WORK REQUEST: Provide the entries once more, identical in every word.
[Start of Attachment]
PR #798, opened 2023-04-11
Fix Loguru Instrumentation for v0.7.0

TimPansino:
# Overview

* Signatures changed in loguru v0.7.0 breaking local decorating and call stack adjustments. Fixed with auto-signature implementation.

### DIFF
--- a/newrelic/common/signature.py
+++ b/newrelic/common/signature.py
@@ -17,9 +17,9 @@ from newrelic.packages import six
 if six.PY3:
     from inspect import Signature
 
-    def bind_args(func, args, kwargs, unwrap=False):
+    def bind_args(func, args, kwargs):
         """Bind arguments and apply defaults to missing arugments for a callable."""
-        bound_args = Signature.from_callable(func, follow_wrapped=unwrap).bind(*args, **kwargs)
+        bound_args = Signature.from_callable(func).bind(*args, **kwargs)
         bound_args.apply_defaults()
         return bound_args.arguments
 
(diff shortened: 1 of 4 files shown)


newrelic/common/signature.py
```diff
@@ -0,0 +1,44 @@
...
+# WITHOUT WARRANTIES OR CONDITIONS OF ANY KIND, either express or implied.
+# See the License for the specific language governing permissions and
+# limitations under the License.
+
+from newrelic.packages import six
+
+if six.PY3:
+    from inspect import Signature
+
+    def bind_args(func, args, kwargs, unwrap=False):
```
hmstepanek, line 20: If I'm remembering correctly, the follow_wrapped didn't work for us with the decorators in elasticsearch. While I realize not all decorators manipulate parameters the way es did, I think it would be safer for future developers of the agent if we just don't support wrapping at all for these auto sig functions. That way future devs won't be tempted to use these functions in a potentially unsafe manor. It might also be good to capture that in a comment somewhere in this file. Perhaps in a doc string of the function?

If you feel strongly that we should keep the support for setting follow_wrapped, we absolutely should add a warning about this in the doc string for future devs. I'd argue that since we don't have a current use case for utilizing follow_wrapped though, that it would be better to simply just not support it right now and have the discussion later if we find a case where we would like to use it.

hmstepanek (changes requested):

lrafeei (approved):

lrafeei (approved):

newrelic/common/signature.py
```diff
@@ -0,0 +1,31 @@
...
```
hmstepanek, line 20: It looks like unwrap arg is still here even though it was removed in the other implementation and the doc string.

hmstepanek (approved):
Seems like we should remove the unwrap arg from the function def also. Just gonna pre-approve this.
[End of Attachment]
EXPECTED ANSWER:
PR #798, opened 2023-04-11
Fix Loguru Instrumentation for v0.7.0

TimPansino:
# Overview

* Signatures changed in loguru v0.7.0 breaking local decorating and call stack adjustments. Fixed with auto-signature implementation.

### DIFF
--- a/newrelic/common/signature.py
+++ b/newrelic/common/signature.py
@@ -17,9 +17,9 @@ from newrelic.packages import six
 if six.PY3:
     from inspect import Signature
 
-    def bind_args(func, args, kwargs, unwrap=False):
+    def bind_args(func, args, kwargs):
         """Bind arguments and apply defaults to missing arugments for a callable."""
-        bound_args = Signature.from_callable(func, follow_wrapped=unwrap).bind(*args, **kwargs)
+        bound_args = Signature.from_callable(func).bind(*args, **kwargs)
         bound_args.apply_defaults()
         return bound_args.arguments
 
(diff shortened: 1 of 4 files shown)


newrelic/common/signature.py
```diff
@@ -0,0 +1,44 @@
...
+# WITHOUT WARRANTIES OR CONDITIONS OF ANY KIND, either express or implied.
+# See the License for the specific language governing permissions and
+# limitations under the License.
+
+from newrelic.packages import six
+
+if six.PY3:
+    from inspect import Signature
+
+    def bind_args(func, args, kwargs, unwrap=False):
```
hmstepanek, line 20: If I'm remembering correctly, the follow_wrapped didn't work for us with the decorators in elasticsearch. While I realize not all decorators manipulate parameters the way es did, I think it would be safer for future developers of the agent if we just don't support wrapping at all for these auto sig functions. That way future devs won't be tempted to use these functions in a potentially unsafe manor. It might also be good to capture that in a comment somewhere in this file. Perhaps in a doc string of the function?

If you feel strongly that we should keep the support for setting follow_wrapped, we absolutely should add a warning about this in the doc string for future devs. I'd argue that since we don't have a current use case for utilizing follow_wrapped though, that it would be better to simply just not support it right now and have the discussion later if we find a case where we would like to use it.

hmstepanek (changes requested):

lrafeei (approved):

lrafeei (approved):

newrelic/common/signature.py
```diff
@@ -0,0 +1,31 @@
...
```
hmstepanek, line 20: It looks like unwrap arg is still here even though it was removed in the other implementation and the doc string.

hmstepanek (approved):
Seems like we should remove the unwrap arg from the function def also. Just gonna pre-approve this.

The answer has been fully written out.